◆ **Work request**:
Copy exactly the stretch of data below from the line with "-// only integration-level" through the line with "to actually exercise", including both of those lines.

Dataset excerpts
----------------
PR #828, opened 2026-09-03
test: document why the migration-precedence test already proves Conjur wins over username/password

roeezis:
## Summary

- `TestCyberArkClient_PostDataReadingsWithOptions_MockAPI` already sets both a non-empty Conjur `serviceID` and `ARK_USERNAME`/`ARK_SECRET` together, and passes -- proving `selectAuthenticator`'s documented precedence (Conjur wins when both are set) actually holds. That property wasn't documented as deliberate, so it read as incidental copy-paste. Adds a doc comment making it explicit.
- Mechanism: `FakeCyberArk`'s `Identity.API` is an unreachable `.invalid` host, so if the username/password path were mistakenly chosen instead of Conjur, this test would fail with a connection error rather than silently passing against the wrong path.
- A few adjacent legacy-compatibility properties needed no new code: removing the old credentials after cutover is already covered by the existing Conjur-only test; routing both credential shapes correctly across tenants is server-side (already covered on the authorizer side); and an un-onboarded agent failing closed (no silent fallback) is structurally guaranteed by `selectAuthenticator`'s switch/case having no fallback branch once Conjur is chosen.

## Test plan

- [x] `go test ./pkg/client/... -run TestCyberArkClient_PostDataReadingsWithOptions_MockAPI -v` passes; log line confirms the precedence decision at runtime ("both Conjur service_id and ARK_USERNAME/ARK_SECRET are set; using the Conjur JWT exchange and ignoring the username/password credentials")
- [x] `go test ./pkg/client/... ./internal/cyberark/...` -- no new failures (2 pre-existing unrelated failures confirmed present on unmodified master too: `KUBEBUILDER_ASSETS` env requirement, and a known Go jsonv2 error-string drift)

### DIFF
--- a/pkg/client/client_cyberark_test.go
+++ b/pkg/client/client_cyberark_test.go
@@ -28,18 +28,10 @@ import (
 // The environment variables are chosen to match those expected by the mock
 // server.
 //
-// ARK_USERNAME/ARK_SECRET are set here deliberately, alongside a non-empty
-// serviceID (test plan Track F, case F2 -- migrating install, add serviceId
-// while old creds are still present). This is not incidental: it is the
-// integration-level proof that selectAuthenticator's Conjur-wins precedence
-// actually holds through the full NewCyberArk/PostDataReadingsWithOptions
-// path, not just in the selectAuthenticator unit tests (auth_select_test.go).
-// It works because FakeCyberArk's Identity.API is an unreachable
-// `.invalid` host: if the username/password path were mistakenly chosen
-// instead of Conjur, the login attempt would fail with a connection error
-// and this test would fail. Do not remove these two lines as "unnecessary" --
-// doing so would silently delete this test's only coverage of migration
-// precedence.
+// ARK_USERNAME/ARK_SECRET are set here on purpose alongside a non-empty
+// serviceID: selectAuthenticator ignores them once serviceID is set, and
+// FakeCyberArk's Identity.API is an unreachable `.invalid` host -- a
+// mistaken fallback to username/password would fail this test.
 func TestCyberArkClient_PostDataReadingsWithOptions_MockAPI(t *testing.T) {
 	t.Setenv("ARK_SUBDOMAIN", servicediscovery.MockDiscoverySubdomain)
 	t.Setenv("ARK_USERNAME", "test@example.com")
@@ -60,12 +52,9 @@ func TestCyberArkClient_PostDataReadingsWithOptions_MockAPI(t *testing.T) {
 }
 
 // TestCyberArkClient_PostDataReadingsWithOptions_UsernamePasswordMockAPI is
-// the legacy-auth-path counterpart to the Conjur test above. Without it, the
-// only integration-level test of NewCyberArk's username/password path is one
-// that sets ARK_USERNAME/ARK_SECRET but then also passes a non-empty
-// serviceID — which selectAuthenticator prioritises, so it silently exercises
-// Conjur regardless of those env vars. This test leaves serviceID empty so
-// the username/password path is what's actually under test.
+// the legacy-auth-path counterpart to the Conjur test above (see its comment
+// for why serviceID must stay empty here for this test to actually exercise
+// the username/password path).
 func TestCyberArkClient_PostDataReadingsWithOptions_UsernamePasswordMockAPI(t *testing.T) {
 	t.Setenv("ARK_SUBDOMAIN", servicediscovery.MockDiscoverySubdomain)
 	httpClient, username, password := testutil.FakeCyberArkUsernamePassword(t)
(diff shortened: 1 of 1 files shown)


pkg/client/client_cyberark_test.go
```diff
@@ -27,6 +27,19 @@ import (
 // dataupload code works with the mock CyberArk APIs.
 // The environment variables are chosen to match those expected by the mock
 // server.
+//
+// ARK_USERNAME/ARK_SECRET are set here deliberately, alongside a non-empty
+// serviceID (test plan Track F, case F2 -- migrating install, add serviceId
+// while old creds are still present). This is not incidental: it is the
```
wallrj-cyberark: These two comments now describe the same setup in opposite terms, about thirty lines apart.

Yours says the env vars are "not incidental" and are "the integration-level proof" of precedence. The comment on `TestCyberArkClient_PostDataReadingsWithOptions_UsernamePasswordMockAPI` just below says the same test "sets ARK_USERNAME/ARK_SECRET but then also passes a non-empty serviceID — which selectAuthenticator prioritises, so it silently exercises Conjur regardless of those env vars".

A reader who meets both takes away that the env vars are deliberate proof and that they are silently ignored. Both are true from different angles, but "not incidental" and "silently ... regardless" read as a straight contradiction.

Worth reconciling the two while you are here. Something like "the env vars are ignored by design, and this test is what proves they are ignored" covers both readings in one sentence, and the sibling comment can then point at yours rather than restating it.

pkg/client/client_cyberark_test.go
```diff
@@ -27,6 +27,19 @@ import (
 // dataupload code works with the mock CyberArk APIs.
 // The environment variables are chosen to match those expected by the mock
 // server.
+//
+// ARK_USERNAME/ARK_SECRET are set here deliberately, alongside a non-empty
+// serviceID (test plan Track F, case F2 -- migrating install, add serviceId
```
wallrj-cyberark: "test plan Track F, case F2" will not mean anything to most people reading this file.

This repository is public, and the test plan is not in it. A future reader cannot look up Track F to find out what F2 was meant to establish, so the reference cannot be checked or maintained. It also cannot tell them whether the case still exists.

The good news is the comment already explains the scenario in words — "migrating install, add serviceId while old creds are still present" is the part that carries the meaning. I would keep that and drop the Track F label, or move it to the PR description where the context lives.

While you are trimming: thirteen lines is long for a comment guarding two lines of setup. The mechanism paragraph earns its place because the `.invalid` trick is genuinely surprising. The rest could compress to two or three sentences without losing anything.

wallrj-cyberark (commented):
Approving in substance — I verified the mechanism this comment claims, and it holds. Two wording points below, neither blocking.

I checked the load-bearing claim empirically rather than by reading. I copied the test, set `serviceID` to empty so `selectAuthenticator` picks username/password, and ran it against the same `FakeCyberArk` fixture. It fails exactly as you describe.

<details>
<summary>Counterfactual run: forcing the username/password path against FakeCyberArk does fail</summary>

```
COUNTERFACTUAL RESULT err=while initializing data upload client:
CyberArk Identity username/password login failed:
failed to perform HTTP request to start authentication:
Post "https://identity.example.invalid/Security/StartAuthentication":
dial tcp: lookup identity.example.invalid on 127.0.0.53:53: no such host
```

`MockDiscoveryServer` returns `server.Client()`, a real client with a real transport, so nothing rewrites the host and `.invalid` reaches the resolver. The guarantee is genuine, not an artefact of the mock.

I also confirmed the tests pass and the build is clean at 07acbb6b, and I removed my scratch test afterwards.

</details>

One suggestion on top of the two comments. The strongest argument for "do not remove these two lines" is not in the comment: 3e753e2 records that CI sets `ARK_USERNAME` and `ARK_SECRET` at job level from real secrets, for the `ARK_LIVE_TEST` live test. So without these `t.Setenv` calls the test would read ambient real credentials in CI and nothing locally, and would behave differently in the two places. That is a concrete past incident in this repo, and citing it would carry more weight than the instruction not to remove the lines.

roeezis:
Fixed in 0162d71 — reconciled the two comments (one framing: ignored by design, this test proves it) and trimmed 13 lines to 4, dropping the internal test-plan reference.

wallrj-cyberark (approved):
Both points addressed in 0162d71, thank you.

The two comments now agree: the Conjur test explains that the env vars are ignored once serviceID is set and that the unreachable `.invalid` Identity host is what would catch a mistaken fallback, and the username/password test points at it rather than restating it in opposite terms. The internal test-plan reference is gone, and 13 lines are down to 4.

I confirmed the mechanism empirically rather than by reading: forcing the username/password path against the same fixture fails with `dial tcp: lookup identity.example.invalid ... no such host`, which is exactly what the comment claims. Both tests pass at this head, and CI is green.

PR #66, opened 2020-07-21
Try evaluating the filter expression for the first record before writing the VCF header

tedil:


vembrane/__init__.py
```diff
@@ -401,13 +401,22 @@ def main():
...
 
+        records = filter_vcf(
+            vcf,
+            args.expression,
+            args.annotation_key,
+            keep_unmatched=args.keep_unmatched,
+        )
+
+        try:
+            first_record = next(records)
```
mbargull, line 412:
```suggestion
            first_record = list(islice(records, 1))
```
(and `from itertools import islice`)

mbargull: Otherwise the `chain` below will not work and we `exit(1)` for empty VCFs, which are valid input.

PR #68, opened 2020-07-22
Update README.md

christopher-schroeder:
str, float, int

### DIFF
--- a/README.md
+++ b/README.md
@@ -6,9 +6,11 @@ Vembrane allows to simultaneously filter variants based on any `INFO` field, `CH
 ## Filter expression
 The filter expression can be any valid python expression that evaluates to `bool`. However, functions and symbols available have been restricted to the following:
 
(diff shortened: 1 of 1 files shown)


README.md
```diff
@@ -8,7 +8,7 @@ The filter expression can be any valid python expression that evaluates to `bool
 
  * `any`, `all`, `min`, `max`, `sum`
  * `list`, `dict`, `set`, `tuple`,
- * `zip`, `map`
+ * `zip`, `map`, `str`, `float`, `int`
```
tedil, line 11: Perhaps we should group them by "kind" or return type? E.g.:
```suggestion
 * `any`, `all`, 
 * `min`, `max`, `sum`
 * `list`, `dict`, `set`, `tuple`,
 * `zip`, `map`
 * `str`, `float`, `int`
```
----------------
◆ **Output below**:
-// only integration-level test of NewCyberArk's username/password path is one
-// that sets ARK_USERNAME/ARK_SECRET but then also passes a non-empty
-// serviceID — which selectAuthenticator prioritises, so it silently exercises
-// Conjur regardless of those env vars. This test leaves serviceID empty so
-// the username/password path is what's actually under test.
+// the legacy-auth-path counterpart to the Conjur test above (see its comment
+// for why serviceID must stay empty here for this test to actually exercise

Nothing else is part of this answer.